Pendidikan juga berperan penting, dengan perempuan berpendidikan tinggi lebih sering memilih childfree. Namun, keputusan ini tidak terbatas pada mereka dengan latar pendidikan tinggi, karena faktor ekonomi juga menjadi alasan signifikan, khususnya bagi mereka yang berpendidikan lebih rendah.
Tren ini mungkin meningkat, sejalan dengan perubahan sosial dan ekonomi di masyarakat. Namun, hal ini dapat memunculkan tantangan baru, seperti kesiapan pemerintah untuk memberikan jaminan sosial kepada individu childfree di masa tua.
Keputusan perempuan untuk memilih childfree sering kali mencakup pertimbangan mengenai masa depan, termasuk potensi kesepian di usia lanjut. Sebagian besar dari mereka mungkin merasa bahwa jaminan sosial, jaringan pertemanan, atau dukungan komunitas dapat menggantikan peran anak sebagai pendukung di masa tua.

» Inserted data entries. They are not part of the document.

PR #6276, opened 2024-10-30
Update plugin category labels

thornbill:
**Changes**
Prepares for new plugin categories

**Issues**
N/A


thornbill:
Maybe this should be deferred to 10.11 since we are lacking good translations? We just can't really update the plugin categories in advance unless we are okay with them not having translations :man_shrugging:

nielsvanvelzen:
We already need to backport translations for the "ask to skip" media segment action, so if we merge this "in time" we could include the translations updates for this PR as well. Although I understand it might be better to defer that to 10.11.

nielsvanvelzen (approved):

Issue #6280, opened 2024-10-31
Device Icons for WebOS & Updated Infuse Naming


JPKribs:
**Describe The Bug**
Infuse shows up as a generic icon in the Dashboard and webOS does as well. Infuse should use the Apple Icon and webOS should have a webOS icon.

**Steps To Reproduce**
1. Go to Devices
2. Observe LG TVs and Infuse clients

**Expected Behavior**
Jellyfin-Web is looking for Infuse which they decided to change the name. So, it should use Infuse-Direct or Infuse-Library. WebOS should be parsed as it's own type instead of using generic icon.

**Logs**
N/A

**Screenshots**
![Image](https://github.com/user-attachments/assets/ea2872bb-6c52-4085-aa3b-919b71151837)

Namun, ahli psikologi mengingatkan pentingnya refleksi mendalam. Keputusan ini perlu didasarkan pada pemahaman jangka panjang, tidak hanya tren atau kondisi saat ini, karena masa tua tanpa anak bisa menghadirkan tantangan emosional dan sosial yang memerlukan persiapan matang.
Sebagian besar masyarakat berpandangan, bahwa memilih untuk menghindari peran ibu sangat kontradiktif dengan pandangan tradisional masyarakat yang meyakini bahwa fungsi sosial perempuan adalah pengasuhan anak. Reaksi ini secara tidak langsung dipengaruhi oleh warisan imajinasi Ibuisme Negara yang tercipta pada rezim Orde Baru dan masih mengakar kuat hingga sekarang.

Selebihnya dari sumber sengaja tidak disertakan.